Senator McFadden disagreed with many of the provisions in the Bill and stated we must examine the position on our drink-related culture. What could change that culture more than examining access to and the availability of alcohol and the times at which it may be sold?
I accept that change is difficult and that people can rebel against it. That became perfectly clear when measures relating to the tobacco industry — another strong lobby — were introduced. I do not, perhaps, understand all of the debate relating to the Bill and its provisions. Members of the Opposition can enlighten me in that regard. I have listened to their contributions and I am trying to understand from where they are coming in respect of this matter. If we can reach the stage where nightclubs will not be disgorging people onto the streets at 3.30 a.m. or 4 a.m., our towns — I am not referring to Dublin in this regard — will benefit. The Garda sergeant in my area stated that since the costs relating to exemption orders increased, his officers finished their duties and the streets became quiet two hours earlier than previously. The increase in costs means that it is not economically viable to apply for an exemption order in rural or smaller urban areas. When I worked as a teacher in England, my friends and I would leave between 6 p.m. and 7 p.m. when we were having a night out. We would eat a meal between 7 p.m. and 9 p.m., go on a pub crawl through the town in which we lived and still be home by 11 p.m. or 11.30 p.m.
Objections have been made in respect of Sunday closing times. It was stated everything must remain open all night to cater for the needs of tourists. However, we must also consider the position as regards Irish people who either arrive late for work on Monday morning or who do not arrive at all. I am not opposed to alcohol. In many circumstances, I would be one of its greatest advocates. We must consider, however, if we can change the culture, even in the context of the times at which people drink, and whether we might pull back to a certain degree in that regard. This is one of the core issues relating to the Bill. I accept that it will be hard for some to come to terms with it but we must do so.
A previous speaker referred to wine. People in this country consume more wine exported from Chile than their counterparts anywhere else in the world. I could quote many statistics in this regard but will not do so.
Consideration should be given to making provision for calorie-content labelling on alcohol products when the next Bill relating to this matter is introduced. There has been much discussion about obesity and eating disorders. I can go into a shop and buy food products on which are listed the salt content, calorie content, etc.
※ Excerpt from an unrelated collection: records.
PR #113, opened 2021-07-01
Moonriver network page

eshaben:
This PR adds a Moonriver network page, similar to the page we have for [Moonbase Alpha](https://docs.moonbeam.network/networks/moonbase/).


variables.yml
```diff
@@ -107,7 +107,7 @@ networks:
     min_gas_price: 1
     block_time: 12
     gas_block: 15M
-    gas_tx: 13M
+    gas_tx: 15M
```
notlesh, line 110: Our block size is 15M gas, but there may be some little bits of overhead that prevent a transaction from consuming the entire thing (it might be the case that 14999999 fits, but not 15000000, etc.) If you need an exact number, I can get it for you.

networks/moonriver.md
```diff
@@ -18,23 +18,47 @@ In order to collect as much feedback as possible and provide fast issue resoluti
...
+
 | Variable              | Value                                       |
-|-----------------------|---------------------------------------------|
-| Minimum gas price     | {{ networks.moonriver.min_gas_price }} gsed |
-| Block time            | {{ networks.moonriver.block_time }} seconds |
-| Block gas limit       | {{ networks.moonriver.gas_block }}          |
-| Transaction gas limit | {{ networks.moonriver.gas_tx }}             |
-| RPC endpoint          | {{ networks.moonriver.rpc_url }}            |
-| WSS endpoint          | {{ networks.moonriver.wss_url }}            |
+|:---------------------:|:-------------------------------------------:|
```
eshaben, line 31: Thanks for fixing this! I noticed while working on the general Moonriver docs that all the tables needed to be centered

I shared a link in the developer relations channel for an extension that will make the tables prettier in case you're interested

networks/moonriver.md
```diff
@@ -18,23 +18,47 @@ In order to collect as much feedback as possible and provide fast issue resoluti
...
+| Minimum gas price     | {{ networks.moonriver.min_gas_price }} GSed ([token denominations](#token-denominations)) |
```
eshaben, line 32: I don't think I've ever really seen "Gwei" as "GWei"... I feel like this should be "Gsed" if anything but I don't know if it really matters

networks/moonriver.md
```diff
@@ -53,15 +77,15 @@ The tokens on Moonriver will also be called Moonriver (MOVR). Check out the Moon
...
-| Micromoonriver | 0.000001             | 1,000,000,000,000             |
-| Millimoonriver | 0.001                | 1,000,000,000,000,000         |
+| KiloSediment   | 0.000000000000001    | 1,000                         |
+| MegaSediment   | 0.000000000001       | 1,000,000                     |
+| GigaSediment   | 0.000000001          | 1,000,000,000                 |
+| MicroMoonriver | 0.000001             | 1,000,000,000,000             |
+| MilliMoonriver | 0.001                | 1,000,000,000,000,000         |
 | Moonriver      | 1                    | 1,000,000,000,000,000,000     |
-| Kilomoonriver  | 1,000                | 1,000,000,000,000,000,000,000 |
+| KiloMoonriver  | 1,000                | 1,000,000,000,000,000,000,000 |
```
eshaben: made a similar comment before about gwei but I don't know if I have ever seen "GigaWei" always "Gigawei"... just an observation but I don't know if it really matters

variables.yml
eshaben: @albertov19 do we need an exact number? could we just say "< 15M"

networks/moonriver.md
albertov19: Good point

networks/moonriver.md
albertov19: Yeah I changed this as well. Also, I think we'll use Kilosed instead if Kilosendiment (too long)

eshaben:
@albertov19 I think this is ready to be merged as long as you're good with where it stands now

networks/moonriver.md
```diff
@@ -0,0 +1,99 @@
...
+Some important variables to note include:
+
+### General Configurations
+
+|       Variable        |                                           Value                                           |
+|:---------------------:|:-----------------------------------------------------------------------------------------:|
+|   Minimum gas price   | {{ networks.moonriver.min_gas_price }} Gsed ([token denominations](#token-denominations)) |
+|      Block time       |          {{ networks.moonriver.block_time }} seconds (expected to be 6 seconds)           |
+|    Block gas limit    |         {{ networks.moonriver.gas_block }} (expected to increase by at least 4x)          |
+| Transaction gas limit |           {{ networks.moonriver.gas_tx }} (expected to increase by at least 4x)           |
```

However, with the exception of diet drinks, it is not possible to discover the number of calories in an alcoholic product. As a consumer, I have as much right to know the contents of what I drink as I do the contents of what I eat, although I accept that this is a minor point.
An Cathaoirleach: Business has been ordered that Second Stage of the Bill adjourn at 2.30 p.m. It will resume after No. 4. Will Senator Keaveney move the adjournment of the Bill? She has three minutes remaining.